Je größer die Sorgen und Ängste, desto weniger lasse ich mich auf ein Ereignis ein, das mein Leben verändert. Im Jerusalem des Jahres 2003 würde ich mich vielleicht selber von  Jesus fern halten, weil ich nicht wüsste, was daraus werden soll. Die damals am Straßenrand stehen, haben allerdings auch schon etwas riskiert: Sie haben ihren Alltag verlassen und haben damit den ersten Schritt getan. Sie haben aber mit ihrem Rufen, Hosianna sowohl die damaligen Tempelbehörden auf den Plan gerufen, die da keinen Spaß verstanden. Und sie haben die römische Besatzungsmacht aufmerksam gemacht, die am Ende mit Waffengewalt beseitigt hat, wer da voller Erwartung in die Stadt geleitet wird.
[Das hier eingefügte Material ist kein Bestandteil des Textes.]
PR #274, opened 2023-08-06
Add support for spacing token

yukukotani:
Add `spacings` theme token for properties such as `margin`, `padding`, and more.

Mostly similar to #272 but I've introduced `ValueConverter` to simplify the transforming logic. So I'd like to get review of @taishinaritomi.

PR #290, opened 2023-08-19
deploy real example project to codesandbox

yukukotani:
Deploys [our vite example](https://github.com/kuma-ui/kuma-ui/tree/main/example/vite) from codesandbox CI instead of general react example to ease the effort of checking the behavior.

#### Before

https://github.com/kuma-ui/kuma-ui/pull/274#issuecomment-1676238005

#### After

https://github.com/kuma-ui/kuma-ui/pull/290#issuecomment-1684899949

### DIFF
--- a/.codesandbox/ci.json
+++ b/.codesandbox/ci.json
@@ -2,6 +2,6 @@
   "installCommand": "codesandbox:insall",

Ein Krieg im Mittleren Osten geht vielleicht langsam zuende. So lange das Töten, Plündern und Bombardieren nicht aufhört, ist es zu früh, von einem Frieden zu sprechen. In Israel hatten die Menschen in diesem Jahr Angst, mit irakischen Raketen von diesem Krieg getroffen zu werden.Dafür, dass die Angst in Israel nach gelassen hat, dafür können wir heute schon Gott danken. Ohne den Frieden in Israel wird es im Mittleren Osten keine positive Entwicklung geben, weder im Irak noch in den Nachbarländern Israels.

Dass ein Friede kommt, der Hass und Streit beendet, dass er in Jerusalem und in allen Städten der Welt die Gräben zwischen Juden, Muslimen und Christen, zwischen Armen und Reichen und zwischen unterschiedlichen Kulturen auffüllen wird, das ist eine Hoffnung, die in vielen Menschen wach ist. In vielen Menschen, unabhängig von ihrem Geschlecht, ihrer Abstammung, ihrer Rasse, ihrer Sprache, ihrer Heimat und Herkunft, ihres Glaubens, ihrer religiösen oder politischen Anschauungen.

Als Christen wünschen wir uns, dass Christen an diesem Frieden einen Anteil haben, auch wenn wir wissen, dass Christen oft Verantwortung für Krieg und Gewalt übernommen haben, gerade im sogenannten „Heiligen Land“. In der Hoffnung, dass unser christlicher Glaube von seinen Abwegen abgekommen ist und heute kompromisslos den Frieden Gottes verkündigt, in dieser Hoffnung taufen wir auch kleine Kinder: Wir wünschen uns, dass Kinder wie Dominik ihren Beitrag zum Frieden leisten werden: Vielleicht im Kleinen, in der Familie und im Freundeskreis, vielleicht an Orten, wo viele Menschen etwas von solcher Friedfertigkeit haben. Wir wünschen Dominik, dass er bei der Suche nach Gottes Frieden von Gottes Engeln beschützt ist, dass sie ihn auf allen seinen Wegen behüten. Das wünschen wir auf unserer Erde allen, die für den Frieden kämpfen, an welcher Stelle auch immer. Gott schenke Du uns Friedfertigkeit, denn dein  Friede, welcher höher ist denn alle Vernunft, bewahre unsre Herzen und Sinne in Christo, Jesu, Amen.